As a Russian who generally thinks that both Russia and NATO need to back down
from the pissing contests they engage in...

Yes, it was wrong. Ukraine was done wrong by it. It was not done legally. Even
if it was done with respect to the doctrine of self-determinism (I generally
approve of secessionist movements), it was not done _correctly_. There are
correct means of going about secession, and the War in Donbass was not one of
them. It was a thin pretense for other geopolitical ambitions.

------
082349872349872
[https://en.wikipedia.org/wiki/Thalatta%21_Thalatta%21](https://en.wikipedia.org/wiki/Thalatta%21_Thalatta%21)

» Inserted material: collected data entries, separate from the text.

PR #642, opened 2020-08-19
Api region

pellaea:
Give support for "region" Query parameter to observations API queries.  And add observation ids to detail=low output of images API queries.

### DIFF
--- a/app/views/api/_image.xml.builder
+++ b/app/views/api/_image.xml.builder
@@ -13,16 +13,17 @@ xml.tag!(tag,
   xml_datetime(xml, :last_viewed, object.last_view)
   xml_boolean(xml, :ok_for_export, true) if object.ok_for_export
   xml_string(xml, :original_name, object.original_name) if check_permission(object)
-  xml_detailed_object(xml, :license, object.license)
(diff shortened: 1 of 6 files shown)


app/views/api/_image.xml.builder
```diff
@@ -13,16 +13,17 @@ xml.tag!(tag,
   xml_datetime(xml, :last_viewed, object.last_view)
   xml_boolean(xml, :ok_for_export, true) if object.ok_for_export
   xml_string(xml, :original_name, object.original_name) if check_permission(object)
-  xml_detailed_object(xml, :license, object.license)
+  xml.observations(number: object.observations.length) do
+    for id in object.observation_ids
```
JoeCohen, line 17: You would offend RuboCop 😭  if RuboCop had looked at this page. 😁 
RuboCop would like:
```suggestion
    object.observation_ids.each do |id|
```
I wonder if I could get RuboCop to look at .xml.builder pages. (Not likely.)

pellaea:
Sorry, for quick fixes, I don't worry about fixing pre-existing problems.
Just don't have the time. :(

(I wouldn't be surprised if the turkey scenes in
[https://www.youtube.com/watch?v=aQ_2YTkxWug](https://www.youtube.com/watch?v=aQ_2YTkxWug)
were filmed in the former Pontus. The clip itself shows the _telenovela_ can
be found in any culture...)

Edit: people in the Pontic region traditionally were into (vertical)
transhumance instead of transhumanism.

[https://en.wikipedia.org/wiki/Transhumance#Caucasus_and_nort...](https://en.wikipedia.org/wiki/Transhumance#Caucasus_and_northern_Anatolia)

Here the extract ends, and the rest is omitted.